Advancing mechanistic understanding at membrane interfaces

About This Grant

PROJECT SUMMARY Membranes are central to life. These vital biological structures define cellular perimeters, control intercellular fluxes, and enable intracellular compartmentalization. Despite fundamental and pharmaceutical importance many gaps exist in our knowledge of membranes and in their diverse activities. This research project addresses shortcomings of knowledge in two key areas: we seek to (i) understand the mechanism of host cell membrane attack by candidalysin (CL), the recently discovered peptide virulence factor of Candida albicans, and to (ii) define the mechanism of protein translocation across membranes in the general secretory (Sec) system of Escherichia coli. The first focus area centers on the yeast C. albicans, which infects human cells by releasing CL. We recently showed that the CL toxin readily self-assembles into polymers in solution which then create pores in lipid bilayers.
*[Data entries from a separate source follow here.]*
PR #20, opened 2016-04-12
Reverting change made in https://github.com/jenkinsci/durable-task-pl…

DPD-30:
…ugin/commit/7b17a50395bc9be08926dec1ff44005696a61c9e

Trouble shooting issue https://issues.jenkins-ci.org/browse/JENKINS-34150
With loging of batch processing the hang/silent fail of Batch jobs does not occur.
The extra thread may be covering some other race condition in durabletasks.  Possibly when result file is checked for existince and batch is trying to write to it at the same time. Lock/thread race condition.


Aeon512:
I can confirm that which this change being reverted, the problems no longer appear.

jglick:
I think this is superseded by #24; can you confirm?

jglick:
Assuming this is obsolete.

PR #21, opened 2016-04-17
[JENKINS-34150] Test and solution for issue

mkaring:
A test and the solution for the following issue:
https://issues.jenkins-ci.org/browse/JENKINS-34150

### DIFF
--- a/src/main/java/org/jenkinsci/plugins/durabletask/FileMonitoringTask.java
+++ b/src/main/java/org/jenkinsci/plugins/durabletask/FileMonitoringTask.java
@@ -33,6 +33,7 @@ import hudson.remoting.RemoteOutputStream;
 import hudson.remoting.VirtualChannel;
 import hudson.slaves.WorkspaceList;
 import java.io.File;
+import java.io.FileNotFoundException;
 import java.io.IOException;
 import java.io.OutputStream;
 import java.io.RandomAccessFile;
@@ -148,6 +149,9 @@ public abstract class FileMonitoringTask extends DurableTask {
             if (status.exists()) {
                 try {
                     return Integer.parseInt(status.readToString().trim());
+                } catch (FileNotFoundException ignored) {
+                    /* File is locked. Ignore and just try again later. */
+                    return null;
                 } catch (NumberFormatException x) {
                     throw new IOException("corrupted content in " + status + ": " + x, x);
                 }
--- a/src/main/java/org/jenkinsci/plugins/durabletask/WindowsBatchScript.java
+++ b/src/main/java/org/jenkinsci/plugins/durabletask/WindowsBatchScript.java
@@ -55,32 +55,46 @@ public final class WindowsBatchScript extends FileMonitoringTask {
         }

However, knowledge in this area is incipient and many critical questions remain open. We seek to determine the formation mechanism of CL pores and understand the physiological factors that control the extent of membrane damage that CL inflicts. The second area of research centers on understanding protein export through the translocon, SecYEG. This heterotrimeric transmembrane complex is homologous to eukaryotic Sec61. Though the translocation mechanism is understood only superficially, it is certain that the macromolecules involved, including peripheral ATPase SecA, undergo large conformational changes and do so in a highly coordinated fashion. Our direct imaging of the Sec system at work in close-to-native conditions revealed precursor-dependent translocase conformations, challenging conventional models which assume a single transportation mechanism for all precursors. We seek to expand upon these results and define the mode(s) of protein transportation across the membrane. A variety of techniques will be deployed to address these gaps in understanding including single molecule atomic force microscopy (AFM), electron microscopy, mutagenesis, and neutron reflectometry. The biophysical analyses will be pushed further towards in vivo conditions. Results will be verified biologically. This research will provide new insights into mechanisms underlying a key fungal virulence factor and a ubiquitous protein translocation apparatus. The information garnered is expected to accelerate the development of novel therapeutics.